Example 3: Definite Maxwell Problem

This example code solves a simple 3D electromagnetic diffusion problem corresponding to the second order definite Maxwell equation

$$\nabla\times\nabla\times\, E + E = f$$ with boundary condition $E \times n$ = "given tangential field". Here, we use a given exact solution $E$ and compute the corresponding r.h.s. $f$. We discretize with Nedelec finite elements in 2D or 3D.

The example demonstrates the use of $H(curl)$ finite element spaces with the curl-curl and the (vector finite element) mass bilinear form, as well as the computation of discretization error when the exact solution is known. Static condensation is also illustrated.

The example has a serial (ex3.cpp) and a parallel (ex3p.cpp) version. It also has a PETSc modification in examples/petsc. We recommend viewing examples 1-2 before viewing this example.

Example 4: Grad-div Problem

This example code solves a simple 2D/3D $H(div)$ diffusion problem corresponding to the second order definite equation

$$-{\rm grad}(\alpha\,{\rm div}(F)) + \beta F = f$$ with boundary condition $F \cdot n$ = "given normal field". Here we use a given exact solution $F$ and compute the corresponding right hand side $f$. We discretize with the Raviart-Thomas finite elements.

The example demonstrates the use of $H(div)$ finite element spaces with the grad-div and $H(div)$ vector finite element mass bilinear form, as well as the computation of discretization error when the exact solution is known. Bilinear form hybridization and static condensation are also illustrated.

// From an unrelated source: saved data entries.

PR #622, opened 2025-12-11
test: signing with missing presignatures

jakmeier:
Add a component test where a node has all their presignatures removed.

The node itself detects that it does not have the required input for a signature, so they will reject the posits. The other nodes will succeed signing without the node that lacks presignatures.

### DIFF
--- a/integration-tests/src/mpc_fixture/fixture_tasks.rs
+++ b/integration-tests/src/mpc_fixture/fixture_tasks.rs
@@ -91,7 +91,7 @@ pub(super) fn test_mock_network(
                             )
                         },
                     };
-                    tracing::error!(target: "mock_network", ?action_str, "Received RPC action");
+                    tracing::info!(target: "mock_network", ?action_str, "Received RPC action");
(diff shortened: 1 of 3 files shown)


integration-tests/src/mpc_fixture/fixture_tasks.rs
```diff
@@ -91,7 +91,7 @@ pub(super) fn test_mock_network(
                             )
                         },
                     };
-                    tracing::error!(target: "mock_network", ?action_str, "Received RPC action");
+                    tracing::info!(target: "mock_network", ?action_str, "Received RPC action");
```
jakmeier, line 94: fly-by change: this shouldn't be logged as error and it annoyed me while analyzing what my test output

jakmeier:
This test seems to work. It shows that we have a decent robustness against nodes missing presignatures. Before posits, I think this test would have failed.

I suggest we add this test to ensure posits indeed handle this case.

ChaoticTempest (approved):

PR #623, opened 2025-12-11
test: interrupt signing

jakmeier:
This component test simulates when a node that accepted a posit fails and loses their presignatures.

The other nodes should eventually detect that the signature is not produced and start a new round of posits.

Note that this is not BFT, yet. The failing node behaves quite nice, it will reject future posit rounds. So, the other nodes should have no problem establishing a new set of participants that works.

PR #626, opened 2025-12-18
fix: align posit rounds

jakmeier:
Include the current round in posit messages and avoid mixing messages meant for different rounds.

When a timeout occurs, use the largest round that peer messages used, in order to catch up if other nodes are more than one round ahead.

Lastly, keep a buffer for messages that are sent to future rounds. Nodes with a deliberator might otherwise miss the Propose message if they enter the new round after the proposer.

### DIFF
--- a/chain-signatures/node/src/protocol/signature.rs
+++ b/chain-signatures/node/src/protocol/signature.rs
@@ -27,7 +27,7 @@ use mpc_primitives::{SignArgs, SignId};
 use rand::rngs::StdRng;
 use rand::seq::IteratorRandom;
 use rand::SeedableRng;
-use std::collections::{BTreeSet, HashMap};
+use std::collections::{BTreeSet, HashMap, VecDeque};
 use std::sync::Arc;
 use std::time::{Duration, Instant};
 use tokio::sync::{mpsc, watch, RwLock};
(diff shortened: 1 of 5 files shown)


jakmeier:
This PR combines the test from #623 with a fix for it.

You can look at CI logs for #623 to see how the test fails on the current develop branch.

Look at the last commit in this PR to see how I fixed it.

chain-signatures/node/src/protocol/signature.rs
```diff
@@ -39,7 +39,7 @@ use near_account_id::AccountId;
 const ROUND_INTERVAL: usize = 512;
 
 /// The default timeout budget for organizing and posit phases.
-const ORGANIZE_POSIT_TIMEOUT: Duration = Duration::from_secs(60);
+const ORGANIZE_POSIT_TIMEOUT: Duration = Duration::from_secs(20);
```
jakmeier, line 42: 60 seconds seems way too long. If we can't organize posits in a few seconds, we should quickly change the proposer. I think 20s is still quite conservative.

With 60 seconds delay, the entire test runs 190s. The first round fails by design and the second happens to pick the bad node as the proposer. That explain at least 120s of it. There are also set up delays. Not sure about the remainder.

With 20s, it recovers much faster and the entire test only takes 71 seconds.

jakmeier:
See comments in https://github.com/sig-net/mpc/pull/623 for more details on the problems this fixes.

chain-signatures/node/src/protocol/signature.rs
ChaoticTempest: yeah, think we can go all the way down to probably a second

ChaoticTempest (approved):
very nice fix

PR #627, opened 2025-12-19
hydration: not rely on metadata.scale, dynamically index and respond

ppca:
this would ensure that, even if hydration runtime changes, i.e. protocol upgrade etc, as long as our signet pallet stays the same, we can always index requests and respond.


chain-signatures/hydration-pallet/src/lib.rs
```diff
@@ -0,0 +1,37 @@
...
+/// Signature type used by the Hydration pallet.
+///
+/// This structure matches the on-chain signature format, consisting of:
+/// * `big_r` - the public point component of the signature as an
+///   [`HydrationAffinePoint`],
+/// * `s` - the 32-byte scalar part of the signature,
+/// * `recovery_id` - a one-byte recovery identifier.
+/// It is encoded with `parity_scale_codec` to remain compatible with the
+/// pallet's on-chain signature type.
+#[derive(Clone, Debug, Encode, Decode)]
```
volovyks: Why do we need a new module just for a couple of structures?

chain-signatures/node/Cargo.toml
```diff
@@ -46,6 +46,7 @@ sp-runtime = { version = "44.0.0", default-features = false, features = ["std"]
 sp-trie = { version = "41.1.0", default-features = false, features = ["std"] }
 sp-state-machine = { version = "0.48", default-features = false, features = ["std"] }
 subxt-signer = "0.44"
+parity-scale-codec = { version = "3", features = ["derive"] }
```
volovyks: We already have this dependency in new module. If it is required here, let's follow workspace=true pattern.

volovyks (commented):
LGTM
Is this approach the "best practive" working with Hydration/Polkadot?

chain-signatures/hydration-pallet/src/lib.rs
ppca: These are the same as those defined in the pallet in hydration. So I figure it might be better to define them here in a separate module.

ppca: moving it into rpc

ppca:
> LGTM Is this approach the "best practive" working with Hydration/Polkadot?

not sure about best practice, but this should be resistant to runtime updates. I will check with Hydration team in the mean time

volovyks (approved):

The example has a serial (ex4.cpp) and a parallel (ex4p.cpp) version. It also has a PETSc modification in examples/petsc. We recommend viewing examples 1-3 before viewing this example.

Example 5: Darcy Problem

This example code solves a simple 2D/3D mixed Darcy problem corresponding to the saddle point system

$$\begin{array}{rcl} k\,{\bf u} + {\rm grad}\,p &=& f \\ -{\rm div}\,{\bf u} &=& g \end{array}$$ with natural boundary condition $-p =$ "given pressure". Here we use a given exact solution $({\bf u},p)$ and compute the corresponding right hand side $(f, g)$. We discretize with Raviart-Thomas finite elements (velocity $\bf u$) and piecewise discontinuous polynomials (pressure $p$).

The example demonstrates the use of the BlockMatrix and BlockOperator classes, as well as the collective saving of several grid functions in a VisIt visualization format.

The example has a serial (ex5.cpp) and a parallel (ex5p.cpp) version. It also has a PETSc modification in examples/petsc. We recommend viewing examples 1-4 before viewing this example.

Example 6: Laplace Problem with AMR

This is a version of Example 1 with a simple adaptive mesh refinement loop. The problem being solved is again the Laplace equation

$$-\Delta u = 1$$ with homogeneous Dirichlet boundary conditions. The problem is solved on a sequence of meshes which are locally refined in a conforming (triangles, tetrahedrons) or non-conforming (quadrilateral, hexahedrons) manner according to a simple ZZ error estimator.

The example demonstrates MFEM's capability to work with both conforming and nonconforming refinements, in 2D and 3D, on linear, curved and surface meshes. Interpolation of functions from coarse to fine meshes, as well as persistent GLVis visualization are also illustrated.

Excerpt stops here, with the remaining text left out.